• Problem:
Lines with the word "deleted" in them are the ones to copy from the records.
##### Material for this exercise
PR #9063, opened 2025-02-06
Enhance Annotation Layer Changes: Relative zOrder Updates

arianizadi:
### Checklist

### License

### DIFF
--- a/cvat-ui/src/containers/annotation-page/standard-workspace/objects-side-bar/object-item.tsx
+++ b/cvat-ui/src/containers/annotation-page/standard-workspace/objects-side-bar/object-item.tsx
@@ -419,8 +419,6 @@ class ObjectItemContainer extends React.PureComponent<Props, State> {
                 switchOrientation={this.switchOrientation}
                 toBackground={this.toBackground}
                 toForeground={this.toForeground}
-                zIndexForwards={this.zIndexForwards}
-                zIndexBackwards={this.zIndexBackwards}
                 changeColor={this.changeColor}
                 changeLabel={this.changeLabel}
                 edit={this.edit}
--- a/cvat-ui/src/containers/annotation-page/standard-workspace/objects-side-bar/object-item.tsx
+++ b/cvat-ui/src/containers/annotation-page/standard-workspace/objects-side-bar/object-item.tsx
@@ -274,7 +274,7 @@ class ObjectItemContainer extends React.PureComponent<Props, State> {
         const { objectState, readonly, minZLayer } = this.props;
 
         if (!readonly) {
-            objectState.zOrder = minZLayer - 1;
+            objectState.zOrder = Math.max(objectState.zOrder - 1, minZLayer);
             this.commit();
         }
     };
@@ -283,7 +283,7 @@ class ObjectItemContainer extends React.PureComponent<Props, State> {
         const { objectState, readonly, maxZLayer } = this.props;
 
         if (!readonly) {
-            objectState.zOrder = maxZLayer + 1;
##########
##### Material for this exercise
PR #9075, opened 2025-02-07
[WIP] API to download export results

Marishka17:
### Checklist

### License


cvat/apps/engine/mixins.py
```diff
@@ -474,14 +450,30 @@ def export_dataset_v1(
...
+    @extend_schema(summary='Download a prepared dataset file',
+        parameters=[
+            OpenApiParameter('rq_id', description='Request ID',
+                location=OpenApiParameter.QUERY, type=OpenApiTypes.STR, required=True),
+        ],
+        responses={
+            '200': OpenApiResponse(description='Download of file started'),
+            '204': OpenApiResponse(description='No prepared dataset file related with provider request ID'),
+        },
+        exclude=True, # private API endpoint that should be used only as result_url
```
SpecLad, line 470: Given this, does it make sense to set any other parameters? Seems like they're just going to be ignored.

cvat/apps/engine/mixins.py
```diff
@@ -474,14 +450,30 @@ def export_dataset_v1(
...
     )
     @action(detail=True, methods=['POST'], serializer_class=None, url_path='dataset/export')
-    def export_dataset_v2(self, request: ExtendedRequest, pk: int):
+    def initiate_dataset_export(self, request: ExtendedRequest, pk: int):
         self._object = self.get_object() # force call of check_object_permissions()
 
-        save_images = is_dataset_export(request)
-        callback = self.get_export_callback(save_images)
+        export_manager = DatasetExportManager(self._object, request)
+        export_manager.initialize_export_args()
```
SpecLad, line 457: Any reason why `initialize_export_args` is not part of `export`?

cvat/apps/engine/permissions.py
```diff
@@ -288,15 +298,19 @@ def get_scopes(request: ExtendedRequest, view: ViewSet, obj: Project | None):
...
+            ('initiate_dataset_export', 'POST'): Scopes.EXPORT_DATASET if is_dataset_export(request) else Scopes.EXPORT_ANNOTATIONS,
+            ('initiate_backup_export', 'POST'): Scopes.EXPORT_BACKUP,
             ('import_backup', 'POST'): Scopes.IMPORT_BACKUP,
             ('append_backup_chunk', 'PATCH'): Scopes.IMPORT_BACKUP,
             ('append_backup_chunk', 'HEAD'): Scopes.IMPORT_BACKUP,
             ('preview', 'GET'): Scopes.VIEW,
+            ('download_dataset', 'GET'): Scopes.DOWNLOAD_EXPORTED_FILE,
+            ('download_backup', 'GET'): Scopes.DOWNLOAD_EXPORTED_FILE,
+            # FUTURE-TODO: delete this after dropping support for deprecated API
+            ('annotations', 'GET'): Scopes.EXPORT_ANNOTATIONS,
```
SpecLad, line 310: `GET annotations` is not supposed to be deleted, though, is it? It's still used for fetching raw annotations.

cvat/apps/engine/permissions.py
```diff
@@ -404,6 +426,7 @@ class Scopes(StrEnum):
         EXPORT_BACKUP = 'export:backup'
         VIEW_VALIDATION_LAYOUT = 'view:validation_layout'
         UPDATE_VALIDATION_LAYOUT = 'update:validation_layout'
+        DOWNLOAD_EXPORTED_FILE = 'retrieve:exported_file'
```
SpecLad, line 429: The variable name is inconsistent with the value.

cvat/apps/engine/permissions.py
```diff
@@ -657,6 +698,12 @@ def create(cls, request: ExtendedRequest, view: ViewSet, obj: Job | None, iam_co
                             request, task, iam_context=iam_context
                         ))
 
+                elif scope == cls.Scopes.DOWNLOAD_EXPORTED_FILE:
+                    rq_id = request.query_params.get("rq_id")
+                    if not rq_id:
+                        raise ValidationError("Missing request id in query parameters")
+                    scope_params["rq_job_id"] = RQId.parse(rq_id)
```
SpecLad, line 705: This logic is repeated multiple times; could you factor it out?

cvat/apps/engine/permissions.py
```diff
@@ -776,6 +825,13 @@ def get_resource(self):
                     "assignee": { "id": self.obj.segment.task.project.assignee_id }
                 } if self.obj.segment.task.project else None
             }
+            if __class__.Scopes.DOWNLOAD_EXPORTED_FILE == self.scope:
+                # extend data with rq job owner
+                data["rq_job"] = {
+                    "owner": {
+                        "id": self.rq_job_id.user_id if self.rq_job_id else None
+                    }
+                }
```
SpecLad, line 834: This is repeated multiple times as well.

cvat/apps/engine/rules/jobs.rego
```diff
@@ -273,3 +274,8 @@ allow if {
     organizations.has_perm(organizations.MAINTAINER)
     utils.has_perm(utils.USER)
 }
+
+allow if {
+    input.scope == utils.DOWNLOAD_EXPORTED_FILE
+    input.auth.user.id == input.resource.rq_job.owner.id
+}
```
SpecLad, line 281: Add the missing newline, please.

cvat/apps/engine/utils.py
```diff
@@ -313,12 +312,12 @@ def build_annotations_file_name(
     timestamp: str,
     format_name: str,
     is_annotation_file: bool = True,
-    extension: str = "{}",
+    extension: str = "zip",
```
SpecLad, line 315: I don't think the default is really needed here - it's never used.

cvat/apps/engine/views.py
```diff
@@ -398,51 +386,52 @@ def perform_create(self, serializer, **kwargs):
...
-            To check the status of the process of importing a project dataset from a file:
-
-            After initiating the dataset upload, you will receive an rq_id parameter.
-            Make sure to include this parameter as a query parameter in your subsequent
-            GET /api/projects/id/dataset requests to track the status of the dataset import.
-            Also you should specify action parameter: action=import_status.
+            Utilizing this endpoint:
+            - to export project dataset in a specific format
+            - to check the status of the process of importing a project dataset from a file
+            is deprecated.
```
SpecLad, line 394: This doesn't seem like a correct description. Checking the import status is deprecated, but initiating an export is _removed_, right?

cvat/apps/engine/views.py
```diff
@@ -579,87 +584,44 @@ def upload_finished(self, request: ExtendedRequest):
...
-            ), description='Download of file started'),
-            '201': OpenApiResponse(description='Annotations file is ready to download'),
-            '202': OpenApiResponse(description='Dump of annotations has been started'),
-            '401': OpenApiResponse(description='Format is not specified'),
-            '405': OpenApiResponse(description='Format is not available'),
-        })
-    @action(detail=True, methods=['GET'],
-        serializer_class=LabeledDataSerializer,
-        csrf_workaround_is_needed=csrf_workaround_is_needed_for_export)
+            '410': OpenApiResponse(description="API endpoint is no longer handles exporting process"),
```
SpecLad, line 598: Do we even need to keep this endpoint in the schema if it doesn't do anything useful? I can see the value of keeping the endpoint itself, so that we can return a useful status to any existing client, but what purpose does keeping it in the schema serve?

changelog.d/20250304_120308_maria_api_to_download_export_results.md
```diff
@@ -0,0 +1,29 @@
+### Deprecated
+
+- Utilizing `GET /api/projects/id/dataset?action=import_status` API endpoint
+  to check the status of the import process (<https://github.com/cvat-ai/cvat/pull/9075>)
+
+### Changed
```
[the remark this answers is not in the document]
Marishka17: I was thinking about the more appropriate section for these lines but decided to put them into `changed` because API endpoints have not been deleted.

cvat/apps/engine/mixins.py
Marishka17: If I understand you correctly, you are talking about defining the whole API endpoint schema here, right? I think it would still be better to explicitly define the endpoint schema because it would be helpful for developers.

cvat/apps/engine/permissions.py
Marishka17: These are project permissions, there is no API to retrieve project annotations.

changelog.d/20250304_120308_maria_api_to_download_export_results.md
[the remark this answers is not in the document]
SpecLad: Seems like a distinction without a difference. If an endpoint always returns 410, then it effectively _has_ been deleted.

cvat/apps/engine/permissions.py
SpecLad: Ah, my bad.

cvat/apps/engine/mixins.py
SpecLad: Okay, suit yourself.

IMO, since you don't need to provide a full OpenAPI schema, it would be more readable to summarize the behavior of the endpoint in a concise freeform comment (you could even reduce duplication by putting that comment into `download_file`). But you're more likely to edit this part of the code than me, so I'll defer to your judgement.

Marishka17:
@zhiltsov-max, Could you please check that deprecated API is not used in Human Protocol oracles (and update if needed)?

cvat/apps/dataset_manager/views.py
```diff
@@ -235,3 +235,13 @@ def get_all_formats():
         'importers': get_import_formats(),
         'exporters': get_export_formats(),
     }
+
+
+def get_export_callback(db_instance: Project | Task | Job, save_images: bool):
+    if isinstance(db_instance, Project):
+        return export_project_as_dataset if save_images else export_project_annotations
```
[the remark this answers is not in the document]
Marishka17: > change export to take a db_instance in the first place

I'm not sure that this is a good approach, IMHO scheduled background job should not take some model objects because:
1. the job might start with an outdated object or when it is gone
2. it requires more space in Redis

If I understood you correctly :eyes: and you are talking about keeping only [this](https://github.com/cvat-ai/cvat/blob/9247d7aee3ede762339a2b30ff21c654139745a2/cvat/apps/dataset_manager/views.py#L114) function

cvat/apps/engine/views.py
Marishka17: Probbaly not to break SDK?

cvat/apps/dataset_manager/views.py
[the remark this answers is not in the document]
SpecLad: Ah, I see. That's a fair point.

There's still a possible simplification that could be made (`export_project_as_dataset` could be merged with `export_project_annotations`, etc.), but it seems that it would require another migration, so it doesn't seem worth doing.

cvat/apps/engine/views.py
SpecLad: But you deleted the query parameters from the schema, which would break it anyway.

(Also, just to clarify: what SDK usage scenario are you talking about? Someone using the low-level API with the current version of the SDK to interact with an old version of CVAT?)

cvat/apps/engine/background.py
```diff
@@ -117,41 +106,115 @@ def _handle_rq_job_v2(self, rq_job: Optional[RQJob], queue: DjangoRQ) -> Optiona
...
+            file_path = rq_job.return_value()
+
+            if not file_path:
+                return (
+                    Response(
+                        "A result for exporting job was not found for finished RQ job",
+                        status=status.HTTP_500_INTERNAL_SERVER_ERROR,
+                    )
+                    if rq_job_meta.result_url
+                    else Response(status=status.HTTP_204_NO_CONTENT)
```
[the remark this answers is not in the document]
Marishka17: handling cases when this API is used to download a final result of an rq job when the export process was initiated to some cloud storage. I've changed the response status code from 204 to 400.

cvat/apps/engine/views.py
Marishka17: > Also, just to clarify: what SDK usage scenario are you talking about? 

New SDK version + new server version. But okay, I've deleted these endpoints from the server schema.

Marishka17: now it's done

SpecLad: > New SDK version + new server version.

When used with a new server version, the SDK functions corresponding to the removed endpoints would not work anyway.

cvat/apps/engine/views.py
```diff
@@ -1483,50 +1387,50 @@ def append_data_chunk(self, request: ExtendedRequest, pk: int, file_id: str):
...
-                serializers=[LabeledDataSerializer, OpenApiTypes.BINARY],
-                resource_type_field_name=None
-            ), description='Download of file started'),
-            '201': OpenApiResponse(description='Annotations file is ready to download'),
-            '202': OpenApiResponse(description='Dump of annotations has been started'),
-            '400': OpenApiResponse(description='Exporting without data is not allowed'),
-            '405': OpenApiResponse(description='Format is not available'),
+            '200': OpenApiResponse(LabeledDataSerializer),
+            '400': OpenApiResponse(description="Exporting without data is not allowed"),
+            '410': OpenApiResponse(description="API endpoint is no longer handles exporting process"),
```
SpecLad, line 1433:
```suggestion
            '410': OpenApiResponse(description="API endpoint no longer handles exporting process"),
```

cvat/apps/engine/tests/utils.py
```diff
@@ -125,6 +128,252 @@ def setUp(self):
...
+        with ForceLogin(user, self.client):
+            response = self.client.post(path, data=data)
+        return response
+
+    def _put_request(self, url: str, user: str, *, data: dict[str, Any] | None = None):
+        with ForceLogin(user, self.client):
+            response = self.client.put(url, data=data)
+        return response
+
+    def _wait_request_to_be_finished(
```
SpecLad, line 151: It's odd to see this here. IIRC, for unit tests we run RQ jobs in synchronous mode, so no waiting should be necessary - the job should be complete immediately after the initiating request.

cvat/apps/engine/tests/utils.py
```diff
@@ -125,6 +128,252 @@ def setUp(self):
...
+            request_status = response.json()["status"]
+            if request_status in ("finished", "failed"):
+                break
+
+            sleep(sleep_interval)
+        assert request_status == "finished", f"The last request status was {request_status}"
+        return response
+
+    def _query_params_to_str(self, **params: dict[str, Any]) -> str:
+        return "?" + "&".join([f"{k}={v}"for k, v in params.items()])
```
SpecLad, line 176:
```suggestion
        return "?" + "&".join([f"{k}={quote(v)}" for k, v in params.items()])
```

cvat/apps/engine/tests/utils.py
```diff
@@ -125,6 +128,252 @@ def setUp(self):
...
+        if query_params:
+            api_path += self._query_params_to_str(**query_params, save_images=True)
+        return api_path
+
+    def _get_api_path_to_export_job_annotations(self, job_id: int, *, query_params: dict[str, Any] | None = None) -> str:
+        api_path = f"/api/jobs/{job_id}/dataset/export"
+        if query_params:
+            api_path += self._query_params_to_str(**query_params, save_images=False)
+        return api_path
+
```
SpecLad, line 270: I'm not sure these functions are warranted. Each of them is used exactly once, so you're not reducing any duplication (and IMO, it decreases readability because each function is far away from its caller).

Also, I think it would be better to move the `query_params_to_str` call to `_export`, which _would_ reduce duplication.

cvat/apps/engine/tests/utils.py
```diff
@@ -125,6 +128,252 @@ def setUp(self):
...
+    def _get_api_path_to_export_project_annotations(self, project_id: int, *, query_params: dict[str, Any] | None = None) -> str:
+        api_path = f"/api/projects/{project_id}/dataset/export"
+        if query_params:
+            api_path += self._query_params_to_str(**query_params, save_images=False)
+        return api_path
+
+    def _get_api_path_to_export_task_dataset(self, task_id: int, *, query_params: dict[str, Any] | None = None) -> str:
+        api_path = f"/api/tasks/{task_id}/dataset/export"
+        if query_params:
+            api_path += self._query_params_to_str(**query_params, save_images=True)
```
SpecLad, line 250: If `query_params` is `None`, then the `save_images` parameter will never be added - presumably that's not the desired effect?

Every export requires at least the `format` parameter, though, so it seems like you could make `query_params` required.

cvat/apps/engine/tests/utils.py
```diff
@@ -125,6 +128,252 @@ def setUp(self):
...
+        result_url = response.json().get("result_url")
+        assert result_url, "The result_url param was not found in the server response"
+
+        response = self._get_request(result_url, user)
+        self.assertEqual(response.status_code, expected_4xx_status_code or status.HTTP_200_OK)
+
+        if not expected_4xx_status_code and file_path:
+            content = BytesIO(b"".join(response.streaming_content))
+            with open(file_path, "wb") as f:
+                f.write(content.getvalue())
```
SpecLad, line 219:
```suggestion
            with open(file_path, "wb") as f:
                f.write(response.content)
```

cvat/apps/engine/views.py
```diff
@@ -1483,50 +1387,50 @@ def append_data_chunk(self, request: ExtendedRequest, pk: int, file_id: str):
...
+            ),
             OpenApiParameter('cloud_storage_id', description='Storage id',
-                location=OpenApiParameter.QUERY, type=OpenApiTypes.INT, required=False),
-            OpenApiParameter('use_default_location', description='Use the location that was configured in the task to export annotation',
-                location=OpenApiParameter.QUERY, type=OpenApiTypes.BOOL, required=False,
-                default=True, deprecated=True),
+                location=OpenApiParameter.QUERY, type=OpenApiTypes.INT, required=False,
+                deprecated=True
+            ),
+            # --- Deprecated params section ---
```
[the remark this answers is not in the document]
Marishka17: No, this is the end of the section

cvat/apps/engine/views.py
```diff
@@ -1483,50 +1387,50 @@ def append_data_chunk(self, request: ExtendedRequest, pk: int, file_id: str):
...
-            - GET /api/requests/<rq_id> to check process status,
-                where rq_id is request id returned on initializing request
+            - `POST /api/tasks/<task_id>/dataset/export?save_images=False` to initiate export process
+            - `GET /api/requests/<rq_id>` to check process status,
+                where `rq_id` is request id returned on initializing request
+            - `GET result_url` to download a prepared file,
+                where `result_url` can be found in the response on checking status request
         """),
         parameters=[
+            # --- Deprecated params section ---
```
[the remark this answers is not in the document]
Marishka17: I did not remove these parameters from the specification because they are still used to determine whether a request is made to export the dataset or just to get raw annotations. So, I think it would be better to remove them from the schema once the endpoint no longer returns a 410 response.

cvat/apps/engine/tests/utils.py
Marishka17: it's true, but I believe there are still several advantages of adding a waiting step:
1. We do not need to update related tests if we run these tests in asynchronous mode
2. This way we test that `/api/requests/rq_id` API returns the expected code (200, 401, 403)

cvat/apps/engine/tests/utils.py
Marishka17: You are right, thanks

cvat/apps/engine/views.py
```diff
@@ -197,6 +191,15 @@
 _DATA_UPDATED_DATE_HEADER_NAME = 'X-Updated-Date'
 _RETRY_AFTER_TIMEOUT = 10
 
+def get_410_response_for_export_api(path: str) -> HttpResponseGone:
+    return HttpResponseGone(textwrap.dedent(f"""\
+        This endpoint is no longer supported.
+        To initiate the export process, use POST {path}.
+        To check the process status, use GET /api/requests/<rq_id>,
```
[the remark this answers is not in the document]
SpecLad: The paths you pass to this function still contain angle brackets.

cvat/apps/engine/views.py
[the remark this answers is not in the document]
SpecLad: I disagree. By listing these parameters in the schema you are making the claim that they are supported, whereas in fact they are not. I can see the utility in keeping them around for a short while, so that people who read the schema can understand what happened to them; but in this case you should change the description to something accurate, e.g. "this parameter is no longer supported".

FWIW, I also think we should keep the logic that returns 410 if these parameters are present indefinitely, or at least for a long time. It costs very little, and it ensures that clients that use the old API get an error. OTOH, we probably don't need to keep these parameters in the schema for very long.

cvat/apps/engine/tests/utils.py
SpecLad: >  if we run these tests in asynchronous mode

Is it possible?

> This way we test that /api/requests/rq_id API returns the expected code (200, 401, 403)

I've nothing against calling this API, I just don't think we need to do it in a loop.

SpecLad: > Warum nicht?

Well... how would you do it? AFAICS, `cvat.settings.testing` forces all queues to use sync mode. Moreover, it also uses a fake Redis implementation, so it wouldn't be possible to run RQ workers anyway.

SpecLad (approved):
##########
• Exercise result:
SpecLad, line 310: `GET annotations` is not supposed to be deleted, though, is it? It's still used for fetching raw annotations.
Marishka17: I was thinking about the more appropriate section for these lines but decided to put them into `changed` because API endpoints have not been deleted.
SpecLad: Seems like a distinction without a difference. If an endpoint always returns 410, then it effectively _has_ been deleted.
SpecLad: But you deleted the query parameters from the schema, which would break it anyway.
New SDK version + new server version. But okay, I've deleted these endpoints from the server schema.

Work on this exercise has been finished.